I was just wondering what it was like to drive a RHD car in Spain? Is it a nightmare? My other worry is that the police will stop me constantly, anyone had experience with this? 

Thanks


----------



## dunmovin

eastie_lover said:


> Hello I'm sure this question has been asked before but I tried searching but only found info on re-registering your car in Spain.
> 
> Anyway, I'm moving down to Malaga in about 3 or 4 months time and I'll be down there for 3 months before coming back to the UK for 1 month (work) and then back to Spain. I was thinking of taking my car down with me for the 3 months while I settle in and look for a Spanish car.
> 
> I was just wondering what it was like to drive a RHD car in Spain? Is it a nightmare? My other worry is that the police will stop me constantly, anyone had experience with this?
> 
> Thanks


the short answer is for 3 months it will be legal, but and a very big but....it makes driving difficult,(you have to constantly remind yourself that the driver is not next to the white line in the MIDDLE of the road, which way go round a roundabout etc.) yes, in some places the Traffico will target you, con artists spot you as tourist, the problems with getting the headlights changed and changed back.

I would suggest getting a "runabout" for your time here or consider a lease car. Bsides flying here and then finding a runabout, may actually be cheaper and certainly less tiring than drivng the distance


----------



## Rofa

eastie_lover said:


> Hello I'm sure this question has been asked before but I tried searching but only found info on re-registering your car in Spain.
> 
> Anyway, I'm moving down to Malaga in about 3 or 4 months time and I'll be down there for 3 months before coming back to the UK for 1 month (work) and then back to Spain. I was thinking of taking my car down with me for the 3 months while I settle in and look for a Spanish car.
> 
> I was just wondering what it was like to drive a RHD car in Spain? Is it a nightmare? My other worry is that the police will stop me constantly, anyone had experience with this?
> 
> Thanks


Personal preference. I really don't mind which side of the car the handlebars are on.
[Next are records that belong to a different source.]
PR #2396, opened 2018-11-23
 Add cancel flag for device login

SummerSun:
Add the `isCancelled` flag while looping the authentication result because `future.cancel(true)` has no guarantee that a task will actually be canceled.

Only when exceptions occurred, there is necessary to wait for a while then retry.


Eskibear:
It looks not thread-safe. 

If you want to access the flag, see the suggested way of doing this in  [com.intellij.openapi.application.Application](https://github.com/JetBrains/intellij-community/blob/master/platform/core-api/src/com/intellij/openapi/application/Application.java#L19-L37)

SummerSun:
@Eskibear 

I found that `AtomicBoolean` could make the flag thread-safe.
 Here what I want to do is that: the `future.canel(true)` could not guarantee that the task be canceled successfully, our while loop keep creating future tasks with this call `authenticationResult =  ctx.acquireTokenByDeviceCode(deviceCode, callback).get();`.

Let's hold this for a while see if there is a better way to achieve this.

Eskibear:
I know your motivation, and from the link I provided above, IntelliJ suggests to use the following function:
```java
  /**
   * Runs the specified read action. Can be called from any thread. The action is executed immediately
   * if no write action is currently running, or blocked until the currently running write action completes.
   *
   * @param action the action to run.
   */
  void runReadAction(@NotNull Runnable action);
```

If you want, I think accessing it within the `action` should work on a primitive boolean flag.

I've driven RHD cars on the wrong side of the road in the UK after being abroad a long time!!! Never got it wrong in Spain or Scandinavia, but have in Germany for some reason Friend of mine got it wrong in France and had a head on - very experienced European driver - but it was late, he was tired. The usual or most likely scenario is to get on the wrong side when there is absolutely no other traffic around, when it is late and when it is dark. But do as suggested - cost the option of driving down and compare with rental. Driving always costs me more than I think it will by the time food and overnights and tolls are put in.


----------



## mrypg9

It depends on personal preference. As long as you have valid insurance you willonly be in contravention of Spanish law if you and your car are in Spain for longer than the permitted time.. In Spain as most of the continent it is the car and not the driver which is insured.
I have driven RHD vehicles here in Spain and in most other countries in Europe and my preference is now for LHD when outside the UK.
If you are aware and careful you will have no problems with RHD.
After all, millions of holidaymakers don't.


----------



## DunWorkin

We have 2 cars. One is a Spanish LHD and the other is a RHD which we brought with us when we moved over 6 years ago.

The RHD has been re-registered to Spanish plates so is completely legal.

We switch from one to the other all the time without any problems. 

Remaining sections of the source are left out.